Giving historical cell tower records Fourth Amendment protection “would drag state and federal courts into impossible line-drawing exercises that would cause endless confusion,” Professor Kerr writes in an amicus brief in support of the government.
If the Constitution protects historical cell-site records, he writes, does it also protect bank records? Automatic license plate readers? And is it limited to location information? How important is the length of time the surveillance covered? At what point in time does a search stop being constitutional? And does that point in time depend on the search method being used?
“That [would] create a quagmire for the lower courts,” says Christopher Slobogin, director of the Criminal Justice Program at Vanderbilt Law School. “It would be so hard to figure out when unconstitutional [searches] have occurred.”

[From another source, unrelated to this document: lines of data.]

PR #545, opened 2017-01-19
No longer require escaping of 'password' option for special chars

andrewvc:
There was a regression at some point where the `password` option required URL escaping. This fixes that issue by escaping the option for you.

### DIFF
--- a/CHANGELOG.md
+++ b/CHANGELOG.md
@@ -1,3 +1,10 @@
+## 6.2.2
+- Fixed a bug that forced users to URL encode the `password` option.
+  If you are currently manually escaping your passwords upgrading to this version
+  will break authentication. You should unescape your password if you have implemented
+  this workaround as it will otherwise be doubly encoded.
+  URL escaping is STILL required for passwords inline with URLs in the `hosts` option. 
+
 ## 6.2.1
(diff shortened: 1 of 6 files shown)


CHANGELOG.md
```diff
@@ -1,3 +1,10 @@
+## 6.2.2
+- No longer require URL escaping in passwords given in the `password` option.
```
jordansissel: I think it's worth calling out this as a bug fix.

lib/logstash/outputs/elasticsearch/http_client_builder.rb
```diff
@@ -119,11 +121,27 @@ def self.setup_ssl(logger, params)
 
     def self.setup_basic_auth(logger, params)
       user, password = params["user"], params["password"]
-      return {} unless user && password
+      unsafe_password = password && password.value
+      unsafe_escaped_password = unsafe_password ? CGI.escape(unsafe_password) : nil
+      
+      # TODO: Remove this when we release LS6.0.0
+      if unsafe_password =~ /%[0-9A-Fa-f]{2}/
+        m <<-EOM
```
jordansissel: 👍

jordansissel:
LGTM

PR #546, opened 2017-01-20
Properly decode passwords when setting auth header

andrewvc:
6.2.2 broke passwords that need URL escaping completely. This fixes that PR by properly decoding the passwords before setting auth header.


ph:
I've tested the following case with LS 5.1.2

password: "changeme#"
hosts with escaped **#**: "http://elastic:changeme%23@localhost:9200"

LGTM

PR #547, opened 2017-01-20
Actually do the bump to 6.2.3

andrewvc:
Forgot to actually bump the gemspec in #546


ph:
LGTM so many small things to check :)

PR #548, opened 2017-01-20
Add auth integration tests

andrewvc:
This adds integration tests against an endpoint using both SSL and HTTP Basic auth so as to better catch bugs.

This also removed the buggy warning for escaped chars in the password field. This warning never made sense because if you had those chars in bad versions of logstash it would just crash.


suyograo:
LGTM

PR #550, opened 2017-01-23
Cleanup integration test use of insist + alt HTTP clients

andrewvc:
Removes dev dependency on 'elasticsearch' and 'ftw' gems.
Adds new helpers for testing against ES directly using Manticore.
Converts all legacy `insist` tests to standard `expect`.

### DIFF
--- a/.travis.yml
+++ b/.travis.yml
@@ -1,4 +1,8 @@
 ---
+addons:
+  apt:
+    packages:
+      - nginx
 sudo: false
 jdk: oraclejdk8
 env:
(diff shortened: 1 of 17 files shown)


jordansissel:
Specs pass for me locally including integration tests on 5.x

jordansissel:
I forgot about this PR. I'm very much in favor of eliminating `insist` in favor of `expect`. 

History for what it's worth: I wrote insist for C years ago, and still use it, and kind of enhanced it when I moved it to Ruby. I needed it back in the times of RSpec 2 when everything was "foo.should be ...` -- but with RSpec 3 bringing `expect` I am so so so so happy :)

Thank you for this work.

jsvd:
the code has deviated a lot from since this PR was created, I opened #756 to replace this.

PR #551, opened 2017-01-25
Reject default password of 'changeme'

jordansissel:
Safety first!

The intent of this is to force users to actually change the default
password often given to users by administrators. Further, x-pack
has a default password of 'changeme' and so this now requires users to
change this password in Elasticsearch before Logstash will run.


jordansissel:
Fixed a test failure where I forgot to check if `@password` was nil before calling .value on it.

talevy:
LGTM. 

tests seem unrelated to this, but may be caused by this: https://github.com/logstash-plugins/logstash-output-elasticsearch/pull/548/files#diff-147dd12a53887174f4d0c86a301ca6c1R108.

jordansissel:
@talevy I can't reproduce the errors on Travis when I run locally; and some of them pass but others do not. Seems ... funky.

jordansissel:
Rebased against master.

PR #553, opened 2017-02-03
Use the correct Content-Type header

andrewvc:
When we switched away from using the 'elasticsearch' gem to using our own internal implementation we didn't port this behavior. Official clients should send the correct content-type header.

This patch also adds an extra rspec scope for integration tests requiring SSL so that tests will pass again on travis. Those tests broke a couple commits ago and that wasn't detected because at the time travis-ci was broken even though they passed locally with nginx started.

### DIFF
--- a/.travis.yml
+++ b/.travis.yml
@@ -3,9 +3,9 @@ sudo: false
 jdk: oraclejdk8
 env:
 - INTEGRATION=false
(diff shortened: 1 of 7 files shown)


jordansissel:
LGTM; I haven't tested.

jsvd:
LGTM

'They need to be more aware'
The Supreme Court has avoided major Fourth Amendment questions in recent years, so predicting its decision here is even harder than usual, experts say.
Only one justice, Sonia Sotomayor, has expressed an opinion on the third-party doctrine. In a separate opinion to a unanimous 2012 decision regarding warrantless GPS tracking, she wrote that the doctrine “is ill suited to the digital age, in which people reveal a great deal of information about themselves to third parties in the course of carrying out mundane tasks.”
But while they may not know the views of the other eight justices, many experts predict the court will ultimately, as it often does with loaded constitutional questions, issue a narrow opinion and then refine that opinion over time through legal challenges stemming from the questions it leaves unanswered.
While they differ on how the Fourth Amendment should be updated, most experts agree that the SCA should be updated. They also hope that the public becomes more informed about how much information they’re giving to third parties every time they use their phones.
“They need to be more aware of what’s being broadcasted, what the privacy settings are on their phones,” says Mark Kuhr, the chief technology officer at Synack, a cybersecurity company based in Redwood City, Calif.
“It would be great to see consumers … demanding better privacy protections from their lawmakers, but also from the people they’re buying products from,” he adds. “Privacy is a little bit of a myth.”